All available evidence points to Putin’s complicity in the 1999 apartment-building bombings in Russia. Those who have tried to investigate have been killed off, one by one.
Russian human-rights defenders Sergei Yushenkov, Yuri Shchekochikhin, Anna Politkovskaya, and Alexander Litvinenko also worked to shed light on the apartment bombings. But all of them were murdered between 2003 and 2006. By 2007, when I testified before the House Foreign Affairs Committee about the bombings, I was the only person publicly accusing the regime of responsibility who had not been killed.
The bombings terrorized Russia. The Russian authorities blamed Chechen rebels and thereby galvanized popular support for a new war in Chechnya. President Boris Yeltsin and his entourage were thoroughly hated for their role in the pillaging of the country.

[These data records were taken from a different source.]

PR #263, opened 2016-01-25
Return error info When srouce release doesn't contain component

bliuredhat:
For rpc/release/component-clone, when source-release doesn't contain
component, return error info for user.

JIRA: PDC-1282

### DIFF
--- a/pdc/apps/release/views.py
+++ b/pdc/apps/release/views.py
@@ -666,8 +666,8 @@ class ReleaseComponentCloneViewSet(StrictQueryParamMixin, viewsets.GenericViewSe
             "url": [the link for target release component]
             }
 
-        If the source-release doesn't contains components, which will return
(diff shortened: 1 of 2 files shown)


bliuredhat:
@ycheng-aa and @simozhan ; please help to review this patch~thank you!

pdc/apps/release/views.py
```diff
@@ -659,11 +659,16 @@ def create(self, request):
...
             }
+
         __Response__:
+
             {
             "url": [the link for target release component]
             }
 
+        If the source-release doesn't contains components, which will return
+        400  {'detail': 'there is no component in source release'}.
```
simozhan: Is it better to change the description to
"Please make sure source release contains components, cloning source release without components doesn't make much sense."

ycheng-aa:
Please also add test case.

PR #264, opened 2016-01-25
Add support for regexp for contact searches by component name

ycheng-aa:
User could filter release component contacts or golbal component
contacts by component name with regexp.
The implementation is based on Django query set regexp implementation.
So they should have the same limitations.

JIRA: PDC-1285

### DIFF
--- a/pdc/apps/common/filters.py
+++ b/pdc/apps/common/filters.py
@@ -8,6 +8,7 @@ import functools
 
 from django import forms
 from django.core.validators import EMPTY_VALUES
+from django.db.models import Q
 from django.utils import six
 from django_filters.filterset import (BaseFilterSet,
                                       FilterSet,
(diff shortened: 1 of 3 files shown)


bliuredhat:
:+1:

pdc/apps/common/filters.py
```diff
@@ -50,6 +52,23 @@ def filter(self, qs, value):
         return qs
 
 
+class MultiValueRegexFilter(MultiValueFilter):
```
simozhan: It seems the query operation in DRF supports &(And), will this change it to OR?
Why we want to support multi value regex?

ycheng-aa: For this task to filter contacts by component, previous implementation is MultiValueFilter. I think maybe it's better to support multi-value as before so not to break some existing script. The MultiValueFilter is using 'in', so I think the relationship is 'or' for multi-value.

simozhan: yes. you are right. i am just thinking for different field, for example, component and role, & means "AND", but for component and component, & means "OR". i am just thinking if it is confused for the end user. Maybe this is my unnecessary concern. :)

simozhan:
:+1:

PR #267, opened 2016-01-26
Add error message for compose-tree-locations.

bliuredhat:
When input error Compose or Variant, return error info.

JIRA:PDC-1232

### DIFF
--- a/pdc/apps/compose/tests.py
+++ b/pdc/apps/compose/tests.py
@@ -1973,6 +1973,27 @@ class ComposeTreeAPITestCase(TestCaseWithChangeSetMixin, APITestCase):
         self.assertEqual(response.status_code, status.HTTP_201_CREATED)
         self.assertNumChanges([1])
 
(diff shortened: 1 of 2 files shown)


bliuredhat:
@simozhan; I have gotten suggestion from you about this task and  your ideal is reasonable and available. But I also check other api how to deal with the similar problem, such as Release/Component/Package  apis;  more likely to analysis the data in view.py file, so I consider whether we can continue to edit it  as current status?

simozhan:
@bliuredhat i haven't checked the cases one by one, maybe some case needs to check data in view, maybe some can be refactored. My point is the serializer is helped to encode/decode the data. it is better to put the data validation in serializer as much as possible and make the view clean. 
By the way, why to try/except get_object_or_404, to customize the error message?

bliuredhat:
@simozhan, thank you ; and then, QE have a requirement that the error message shall be clearly for user, so customize the error message with try/except.

PR #1, opened 2025-07-21
DSTEW-186: Chore/add db connectivity

vvartakMoJ:
## What

[Link to story](https://dsdmoj.atlassian.net/browse/DSTEW-186)
Add ability to connect to the RDS (postgres) database

Unit tests, Integration tests and local deployments should continue using H2/test containers but main branch deployments (from UAT, staging or prod) should connect to the RDS database.

Secret from the K8s environment should be used to get the db connection details.

## Checklist

### DIFF
--- a/.github/workflows/build-test-deploy.yml
+++ b/.github/workflows/build-test-deploy.yml
@@ -6,7 +6,6 @@ on:
   push:
     branches:
       - main
-      - chore/add-db-connectivity
 
 concurrency:
   group: ${{ github.workflow }}-${{ github.ref }}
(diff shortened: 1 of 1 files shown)


.helm/data-claims-api/values/staging.yaml
```diff
@@ -12,21 +12,21 @@ image:
...
+  name: laa-data-claims-api-staging-service-account
 
 service:
   type: ClusterIP
   port: 8080
 
 ingress:
   annotations:
-    external-dns.alpha.kubernetes.io/set-identifier: "laa-data-stewardship-civil-claims-api-dsp-chart-laa-data-stewardship-civil-claims-api-staging-green"
+    external-dns.alpha.kubernetes.io/set-identifier: "laa-data-claims-api-dsp-chart-laa-data-claims-api-staging-green"
```
naseberry, line 23: Could we use the same chart name as the chart directory, i.e `data-claims-api` instead of `dsp-chart`

PR #3, opened 2025-07-22
DSTEW-186: add db connectivity

vvartakMoJ:
## What

[Link to story](https://dsdmoj.atlassian.net/browse/DSTEW-186)

Add ability to connect to the RDS (postgres) database.

Unit tests, Integration tests and local deployments should continue using H2 in-memory database but main branch deployments (in UAT, staging or prod) should connect to the RDS database.

Secret from the K8s environment should be used to get the db connection details.

## Checklist


.github/actions/deploy_branch/action.yml
```diff
@@ -75,15 +75,25 @@ runs:
...
 
         echo "Deploying commit: $GIT_SHA under release name: $RELEASE_NAME to $release_host..."
+        
+        echo "branch name: $branch_name"
 
+        if [ "$branch_name" == "main" ]; then
+          export SPRING_PROFILE="main"
+        else
+          export SPRING_PROFILE="preview"
+        fi
```
naseberry, line 88: Remember, this file/action is only used when [deploying to uat](https://github.com/ministryofjustice/laa-data-claims-api/blob/main/.github/workflows/build-test-deploy.yml#L185), therefore would we need to replicate this on the `...deply/action.yml` as well?

PR #5, opened 2025-07-23
DSTEW-108: Add prod helm value and deploy step

naseberry:
## What

[Link to story](https://dsdmoj.atlassian.net/browse/DSTEW-108)

1. Setup Production environment
2. Setup helm chart values fro Production.
3. Add Deployment steps for Production.

## Checklist


.github/workflows/build-test-deploy.yml
```diff
@@ -6,6 +6,7 @@ on:
   push:
     branches:
       - main
+      - dstew-108-production-deploy
```
vvartakMoJ, line 9: Assuming this was used during development/testing, can it be removed now before merge?

.helm/data-claims-api/values/production.yaml
```diff
@@ -0,0 +1,27 @@
...
+ingress:
+  annotations:
+    external-dns.alpha.kubernetes.io/set-identifier: "laa-data-claims-api-laa-data-claims-api-prod-green"
+    external-dns.alpha.kubernetes.io/aws-weight: "100"
+  hosts:
+    - laa-data-claims-api.cloud-platform.service.justice.gov.uk
+  tls:
+    - hosts:
+      - domain: laa-data-claims-api.cloud-platform.service.justice.gov.uk
+
```
vvartakMoJ, line 27: Due to changes for RDS connectivity (in my branch), you may have to add this setting here (unless we pass it in from the `helm upgrade` command in `deploy/action.yml`):

```
spring:
  profile: main
```

vvartakMoJ (dismissed):

.helm/data-claims-api/values/production.yaml
naseberry: Agreed to merge this PR first, and connectivity changes to be done in this [PR](https://github.com/ministryofjustice/laa-data-claims-api/pull/3)

vvartakMoJ (approved):

PR #15, opened 2025-07-31
Chore/dstew 228 local postgres

vvartakMoJ:
## What

[Link to story](https://dsdmoj.atlassian.net/browse/DSTEW-228)
Replace the H2 in-memory database currently used in dev and for integration and unit testing with a postgres instance (running via docker compose for local dev and via testcontainers for integration and unit testing).
This resolves the problems caused by incompatibility between postgres-specific SQL scripts and the H2 database.

## Checklist


MapperAtMoJ (commented):
@vvartakMoJ just a few questions

PR #20, opened 2025-08-01
DSTEW-247: Implement javers

vvartakMoJ:
## What

[Link to story](https://dsdmoj.atlassian.net/browse/DSTEW-247)

Implement javers to:
1. create the javers tables
2. store history of data changes in them.

## Checklist


.helm/data-claims-api/values/uat.yaml
```diff
@@ -22,6 +22,7 @@ ingress:
     nginx.ingress.kubernetes.io/enable-modsecurity: "true"
     nginx.ingress.kubernetes.io/modsecurity-snippet: |
       SecRuleEngine On
+      SecRuleRemoveById 911100
```
vvartakMoJ, line 25: Necessary to allow PUT and DELETE endpoints, not sure if this is the best way though.

.helm/data-claims-api/values/uat.yaml
```diff
@@ -22,6 +22,7 @@ ingress:
     nginx.ingress.kubernetes.io/enable-modsecurity: "true"
     nginx.ingress.kubernetes.io/modsecurity-snippet: |
       SecRuleEngine On
+      SecAction "id:900200,phase:1,nolog,pass,t:none,setvar:tx.allowed_methods=GET HEAD POST OPTIONS PUT PATCH DELETE"
```
vvartakMoJ, line 25: This is necessary to allow PUT, PATCH and DELETE methods which are disallowed by default.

Putin, the head of the FSB, had just been named Yeltsin’s prime minister and achieved overnight popularity by vowing revenge against those who had murdered innocent civilians. He assumed direction of the war and, on the strength of initial successes, was elected president easily.
Almost from the start, however, there were doubts about the provenance of the bombings, which could not have been better calculated to rescue the fortunes of Yeltsin and his entourage. Suspicions deepened when a fifth bomb was discovered in the basement of a building in Ryazan, a city southeast of Moscow, and those who had placed it turned out to be not Chechen terrorists but agents of the FSB.
After these agents were arrested by local police, Nikolai Patrushev, the head of the FSB, said that the bomb had been a fake and that it had been planted in Ryazan as part of a training exercise.
The bomb, however, tested positive for hexogen, the explosive used in the four successful apartment bombings. An investigation of the Ryazan incident was published in the newspaper Novaya Gazeta, and the public’s misgivings grew so widespread that the FSB agreed to a televised meeting between its top officials and residents of the affected building.
The FSB in this way tried to demonstrate its openness, but the meeting was a disaster: It left the overwhelming impression that the incident in Ryazan was a failed political provocation.
Three days after the broadcast, Putin was elected. Attention to the Ryazan incident faded, and it began to appear that the bombings would become just the latest in the long list of Russia’s unsolved crimes.